Profi-Radsport

Telekom bei Flandern-Rundfahrt mit zwei Spitzen

05.04.2002 -

Berlin/Brügge (dpa) - Mit einer Doppelspitze will das Team Telekom bei der Flandern-Rundfahrt die Kreise der favorisierten Gastgeber stören. «Erik Zabel und Steffen Wesemann sind gleichberechtigte Kapitäne», kündigte Teamchef Rudy Pevenage vor dem zweiten Weltcup-Rennen der Saison an, wobei «gleichberechtigt» interpretierbar sein könnte.

Sollte Zabel, der nach seiner unglücklichen Niederlage von San Remo immer noch mit Wut im Bauch unterwegs ist, auf den 264 km zwischen Brügge und Meerbeke im Finale mit seinem Team-Kollegen gleichauf liegen, dürfte auch für Wesemann die Mannschafts-Hierarchie verpflichtend sein. Die selbe Taktik gilt auch eine Woche später beim großen Jubiläum «100 Jahre Paris-Roubaix».

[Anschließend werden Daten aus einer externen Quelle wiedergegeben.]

PR #91, opened 2020-12-17
This brings the libpq `SqlType` module up to parity with the current version in terms of types supported.

telser:
Oids were manually verified first in psql

### DIFF
--- a/orville-postgresql-libpq/src/Database/Orville/PostgreSQL/Internal/SqlType.hs
+++ b/orville-postgresql-libpq/src/Database/Orville/PostgreSQL/Internal/SqlType.hs
@@ -289,10 +289,10 @@ nullableType :: SqlType a -> SqlType (Maybe a)
 nullableType sqlType =
   sqlType
     { sqlTypeNullable = True
-    , sqlTypeToSql = maybe (toStrict . toLazyByteString $ stringUtf8 "null") (sqlTypeToSql sqlType)
+    , sqlTypeToSql = maybe nullBS (sqlTypeToSql sqlType)
     , sqlTypeFromSql =
         \sql ->
-          if sql == (toStrict . toLazyByteString $ stringUtf8 "null") then
+          if sql == nullBS then
             Just Nothing
           else
             fmap Just (sqlTypeFromSql sqlType sql)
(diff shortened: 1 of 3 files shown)


orville-postgresql-libpq/src/Database/Orville/PostgreSQL/Internal/SqlType.hs
```diff
@@ -71,10 +98,301 @@ integer =
...
+   represent NULL values when converting to and from sql.
+  -}
+nullableType :: SqlType a -> SqlType (Maybe a)
+nullableType sqlType =
+  sqlType
+    { sqlTypeNullable = True
+    , sqlTypeToSql = maybe (toStrict . toLazyByteString $ stringUtf8 "null") (sqlTypeToSql sqlType)
+    , sqlTypeFromSql =
+        \sql ->
+          if sql == (toStrict . toLazyByteString $ stringUtf8 "null") then
```
qxjit, line 295: I would extract `toStrict . toLazyByteString $ stringUtf8 "null"` to a top level constant

qxjit (approved):
Looks good. One small request and one question in general

Request: Can we standardize around functions always having a newline after `=` in their definitions in this codebase?

Question: Are we close to being able to write tests focused tests for these column types?

orville-postgresql-libpq/src/Database/Orville/PostgreSQL/Internal/SqlType.hs
telser: > Looks good. One small request and one question in general
> 
> Request: Can we standardize around functions always having a newline after `=` in their definitions in this codebase?
> 
I'm fine with that, but unless we have some way to enforce it.. Do we want to keep using hindent? I can bring the config for that over and start getting that going.

> Question: Are we close to being able to write tests focused tests for these column types?

Not exactly, the best way is probably to get a minimal select up with rawsql which I think is two stories away.

telser:
> Looks good. One small request and one question in general
> 
> Request: Can we standardize around functions always having a newline after `=` in their definitions in this codebase?
> 
I'm fine with that, but unless we have some way to enforce it.. Do we want to keep using hindent? I can bring the config for that over and start getting that going.

> Question: Are we close to being able to write tests focused tests for these column types?

Not exactly, the best way is probably to get a minimal select up with rawsql which I think is two stories away.

orville-postgresql-libpq/src/Database/Orville/PostgreSQL/Internal/SqlType.hs
```diff
@@ -71,10 +98,322 @@ integer =
...
+    txt <- textFromBS bs
+    Time.parseTimeM False Time.defaultTimeLocale (Time.iso8601DateFormat Nothing) (unpack txt)
+
+utcTimeToBS :: Time.UTCTime -> ByteString
+utcTimeToBS =
+  B8.pack . Time.formatTime Time.defaultTimeLocale (Time.iso8601DateFormat Nothing)
+
+utcTimeFromBS :: ByteString -> Maybe Time.UTCTime
+utcTimeFromBS bs =
+  do
```
qxjit, line 412: :laughing: TBH, I didn't mean before `do` (though I see why did that given my comment), but I don't actually hate it

qxjit:
@telser Oh, I forgot about `hindent`.  I've never been fully satisfied with its formatting though, so I would say let's drop it at this point since we're essentially rewriting.  If we want to give a different formatter a try I'm game though (`ormulo` maybe?)

orville-postgresql-libpq/src/Database/Orville/PostgreSQL/Internal/SqlType.hs
```diff
@@ -71,10 +98,322 @@ integer =
...
+    txt <- textFromBS bs
+    Time.parseTimeM False Time.defaultTimeLocale (Time.iso8601DateFormat Nothing) (unpack txt)
+
+-- | NULL as a bytestring
+nullBS :: ByteString
+nullBS =
+  toStrict . toLazyByteString $ stringUtf8 "null"
```
qxjit, line 419: There's something very satisfying about naming something `nullBS`

orville-postgresql-libpq/src/Database/Orville/PostgreSQL/Internal/SqlType.hs
telser: I'm never going to be 100% happy with the formatting so I'll do whatever. I actually dislike the newline before `do` and in case of the single line functions, but :shrug:

qxjit: I'm happy with `= do` and having the body on the next line.

I hear you about 1 line functions, but I've found that the consistency has grown on me over time. That said, I'm not going to get fussy about 1 liners either.  `case` and `if` statements directly after `=` particularly irk me though.

I'm fine with us removing the `hindent` stuff and going without standard formatting as well.

PR #92, opened 2020-12-21
Show the SqlType stuff in action - albeit rough action

telser:
A bunch of stuff going on here:
- Fixes an issue (and adds some comment) around the UTCTime decoding
- Adds a very "Raw" execution interface
- Includes a naive way to decode rows with the intent of showing the SQLType stuff working
- Has a manual 'visual test' set that can be loaded at the repl to manually show the various SQLType decoding do in fact work

The test should be turned into a real test suite with better values, docker, and CI. But that's being left for future PRs.

### DIFF
--- a/orville-postgresql-libpq/src/Database/Orville/PostgreSQL.hs
+++ b/orville-postgresql-libpq/src/Database/Orville/PostgreSQL.hs
@@ -15,7 +15,29 @@ module Database.Orville.PostgreSQL
             , sqlTypeToSql
             , sqlTypeFromSql
             )
+    -- numeric types
   , integer
+  , serial
+  , bigInteger
+  , bigserial
+  , double
+
+    -- textual-ish types
+  , boolean
+  , unboundedText
+  , fixedText
+  , boundedText
+  , textSearchVector
+
+    -- date types
+  , date
+  , timestamp
+
+    -- type conversions
+  , nullableType
+  , foreignRefType
+  , convertSqlType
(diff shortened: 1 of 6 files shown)


orville-postgresql-libpq/src/Database/Orville/PostgreSQL.hs
```diff
@@ -28,5 +50,27 @@ import Database.Orville.PostgreSQL.Internal.SqlType (SqlType ( SqlType
...
+
+                                                    -- date types
+                                                    , date
+                                                    , timestamp
+
+                                                    -- type conversions
+                                                    , nullableType
+                                                    , foreignRefType
+                                                    , convertSqlType
+                                                    , maybeConvertSqlType
```
qxjit, line 75: How would you feel about these being qualified imports and then using qualifications on the values in the exports to avoid listing them twice?

orville-postgresql-libpq/src/Database/Orville/PostgreSQL/Internal/SqlType.hs
```diff
@@ -179,11 +178,11 @@ boolean =
     }
 
 {-|
-  'text' defines a fixed length text field type. This corresponds to a
+  'unboundedText' defines a fixed length text field type. This corresponds to a
```
qxjit, line 181: Oops, this probably shouldn't say "fixed length".

qxjit (approved):
:heart_eyes:

PR #93, opened 2021-01-04
Beginnings of being able to generate SQL

telser:
Little manual test is updated to use this to generate the select and inserts


qxjit (approved):

orville-postgresql-libpq/src/Database/Orville/PostgreSQL/Internal/Expr.hs
```diff
@@ -0,0 +1,63 @@
...
+
+data InsertExpr =
+  InsertExpr
+    { target :: T.Text
+    , rowValues :: [T.Text]
+    }
+
+insertExprToSql :: InsertExpr -> B8.ByteString
+insertExprToSql insertExpr =
+  TextEnc.encodeUtf8 $
```
aaronallen8455, line 56: Perhaps use `ByteString` throughout unless there's a specific reason for `Text`.

aaronallen8455 (approved):

PR #94, opened 2021-02-05
Removes `streamPages` if Conduit is less than 1.3

jbrechtel:
The previous incarnation was preventing compilation on conduit < 1.3 as
parts of Pagination weren't imported then so this just removes that
function completely.


aaronallen8455:
> parts of Pagination weren't imported 

I'm a little confused as to why this is the case.

aaronallen8455 (approved):

qxjit (approved):

PR #97, opened 2021-02-17
Adds a `withCachedConnection` which will checkout a connection before running an action.

telser:
This is similar to `withTransaction`, except this does *not* do any of the transaction setup.

Note that all the heavy lifting is actually done by `withConnectionEnv` and this is just a thin wrapper
around that function which we expose out of the library.

### DIFF
--- a/orville-postgresql/src/Database/Orville/PostgreSQL/Raw.hs
+++ b/orville-postgresql/src/Database/Orville/PostgreSQL/Raw.hs
@@ -45,7 +45,10 @@ updateSql sql values =
 startTransaction :: ConnectionEnv conn -> ConnectionEnv conn
 startTransaction c = c {ormTransactionOpen = True}
 
--- | Runs an action with a cached connection
+-- | Runs an action with a cached connection.
+--   Without using this, or wrapping calls in a transaction using `withTransaction`, successive
+--   calls to functions like `insertRecord` and `updateRecord` are *not* guaranteed to occur on the
+--   same connection.
 withCachedConnection :: MonadOrville conn m => m a -> m a
 withCachedConnection action =
   withConnectionEnv (const action)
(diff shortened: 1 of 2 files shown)


orville-postgresql/src/Database/Orville/PostgreSQL/Raw.hs
```diff
@@ -44,6 +45,11 @@ updateSql sql values =
 startTransaction :: ConnectionEnv conn -> ConnectionEnv conn
 startTransaction c = c {ormTransactionOpen = True}
 
+-- | Runs an action with a cached connection
+withCachedConnection :: MonadOrville conn m => m a -> m a
+withCachedConnection action =
+  withConnectionEnv (const action)
```
telser, line 51: The biggest thing here was we already had this ability just in a module that isn't then exposed and it took a `ConnectionEnv`, but in this case we don't need to do anything special with the connection just make sure we already have one.

orville-postgresql/src/Database/Orville/PostgreSQL/Raw.hs
```diff
@@ -44,6 +45,11 @@ updateSql sql values =
 startTransaction :: ConnectionEnv conn -> ConnectionEnv conn
 startTransaction c = c {ormTransactionOpen = True}
 
+-- | Runs an action with a cached connection
```
aaronallen8455, line 48: perhaps explain why someone might want to do this?

aaronallen8455 (approved):

orville-postgresql/src/Database/Orville/PostgreSQL/Raw.hs
telser: That's a great point. I'm not sure how much detail we want to get into with the docstring here. 

Avoiding an exception killing the connection is the motivator, but also anywhere that you want to grab a connection do potentially many things. Wording this well without making it seem like the only use case is the exception thing feels tricky to me at the moment. Any suggestions?

qxjit: I would start with explaining that _without_ calling this, there's no guarantee that individual operations like `insertRecord` happen on the same connection -- that each one checks out a connection from the pool. I wouldn't hold up this PR looking for perfect docs here though, just get in something with a bit more detail for us to improve later before release.

qxjit (approved):

PR #101, opened 2021-03-20
Fixes `maybeMapper` breaking on already nullable fields

qxjit:
This changes `nullableType` to be aware of whether it is wrapping itself
around a type that is already nullable. In that case it uses the inner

«Peter van Petegem ist mein Top-Favorit. Das war eine Demonstration, was der hier gezeigt hat», meinte Pevenage nach dem Erfolg des 32-jährigen Belgiers (1999 Sieger in Flandern) beim Vorbereitungsrennen «Drei Tage von Panne». Diesem Aufgalopp blieb der Weltranglisten-Zweite Zabel fern und trainierte lieber zu Hause. Der Stachel von San Remo, wo ihm die Verwicklung in zwei Stürze einen Strich durch die Rechnung gemacht hatte, den Weltcup-Auftakt zum fünften Mal zu gewinnen, sitzt noch immer tief. «Erik ist heiß und seine Form top», sagte Telekom-Manager Walter Godefroot, der die Flandern-Rundfahrt 1968 und 1978 zwei Mal gewann.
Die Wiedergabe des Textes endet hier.